Entre nos, tenemos un problemita que resolver (los revolucionarios...) y estas "fiestas" no podrían ser más oportunas para —al menos— hablar de ello.

Sólo les ruego me tengan paciencia, y me sigan en el siguiente razonamiento:

Lo que ha de ser de todos (y que podemos legítimamente llamar «propiedad social») no puede estar hecho de otra cosa que de lo «común» (lo compartido, "consensuado"). Si algo, por ejemplo la religión (o el gusto por ella) no es cosa compartida por todos, ésta no puede entonces formar parte de esa propiedad común, o social. Lo que es de todos precisa, para realmente poder serlo, estar formado sólo por lo que TODOS "consensuan". Si esta propiedad común no respeta este principio, ya no es, simplemente, «común», ni «social».

Ahora bien, los seres humanos no somos un asunto “acabado”, es decir, completo: algunas cosas las sabemos, otras no.
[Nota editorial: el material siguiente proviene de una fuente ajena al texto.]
PR #737, opened 2022-06-10
fix(client): use phone

N-fire:
disable npwd:setPhoneVisible when npwd is not started

### DIFF
--- a/modules/items/client.lua
+++ b/modules/items/client.lua
@@ -75,7 +75,9 @@ Item('parachute', function(data, slot)
 end)
 
 Item('phone', function(data, slot)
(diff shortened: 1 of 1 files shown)


LukeWasTakenn (approved):

thelindat:
I would prefer wrapping the exports with pcall so we can ignore the error, rather than checking resource state each time it executes.
Will do something later.

On a related note, it's weird that you can pcall an export directly when an error occurs while calling it, but not if the export doesn't exist. 🤔

Something like this _should_ work.
```lua
Item('phone', function(data, slot)
	local success, result = pcall(function() return exports.npwd:isPhoneVisible() end)

	if success then
		exports.npwd:setPhoneVisible(not result )
	end
end)
```

PR #739, opened 2022-06-12
feat(weapon): adding missing weapon's

GRZ-D3V:
Adding weapon's that are missing. Some are missing a image too.


GRZ-D3V:
Similar in style to the [Compact Grenade Launcher](https://www.gtabase.com/grand-theft-auto-v/weapons/compact-grenade-launcher), the Compact EMP Launcher fires unique EMP grenades that can disable the engine of a vehicle for 5 seconds (without damaging it).

PR #756, opened 2022-07-01
cn.lua

Tompizza:
Chinese translation simplified


LukeWasTakenn (changes requested):
Please properly create a `.lua` file for the translations and only include english characters in it's name.

PR #790, opened 2022-08-08
Remove Prints

Shorty:
Remove the prints from the new clothing item function.


thelindat:
I left them because wip

PR #1299, opened 2023-05-01
feat(crafting): crafting location not required

Manason:
- falls back to player position if both points and zones are nil
- untested


thelindat:
> feels confident merging without testing.

never have i ever

PR #1301, opened 2023-05-02
feat(bridge/qb) Added compatibility for the "GetItemByName" Function

NietThijmen:
This adds the "amount" field which is the same as "count" and "info" which is the same as "metadata"

### DIFF
--- a/modules/bridge/qb/server.lua
+++ b/modules/bridge/qb/server.lua
@@ -61,7 +61,7 @@ local function setupPlayer(Player)
 
 	QBCore.Functions.AddPlayerMethod(Player.PlayerData.source, "GetItemByName", function(item)
 		local search = Inventory.Search(Player.PlayerData.source, 'slots', item)
-		if not next(search) then
+		if next(search) then
 			return nil
 		end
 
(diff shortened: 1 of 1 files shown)


modules/bridge/qb/server.lua
```diff
@@ -60,7 +60,16 @@ local function setupPlayer(Player)
 	end)
 
 	QBCore.Functions.AddPlayerMethod(Player.PlayerData.source, "GetItemByName", function(item)
-		return Inventory.GetItem(Player.PlayerData.source, item, nil, false)
+		local search = exports.ox_inventory:Search(Player.PlayerData.source, 'slots', item)
+		if search == {} then
```
thelindat, line 64: Search will never be equal to {} (two different tables with their own hashes). You can just check `next(search)`.

modules/bridge/qb/server.lua
```diff
@@ -60,7 +60,16 @@ local function setupPlayer(Player)
...
+			return nil
+		end
+
+		local CurrentItem = search[1]
```
thelindat, line 68: lowercase?

thelindat:
https://github.com/overextended/ox_inventory/commit/5ea1c1731a0db19a981001ba04e569cd4e68f6d0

Sobre todo en lo que respecta a nuestro futuro. Tenemos, por ello mismo, la potencialidad para estar de acuerdo —o no— con cosas acerca de las cuales no tenemos aún noticia, y por eso no todas las materias sobre las cuales podríamos estar de acuerdo —o no— nos son aún conocidas.

Así, tenemos que empezar, antes de pretender cerrar el contrato de nuestro consenso acerca del mundo que queremos, por definir los parámetros de aquello que estaríamos dispuestos a aceptar en tanto que grupo, pueblo, sociedad. Es un ejercicio, después de todo, inevitable a la hora de definir, no el tipo de sociedad que queremos producir, sino que estamos obligados, en tanto revolucionarios, a producir.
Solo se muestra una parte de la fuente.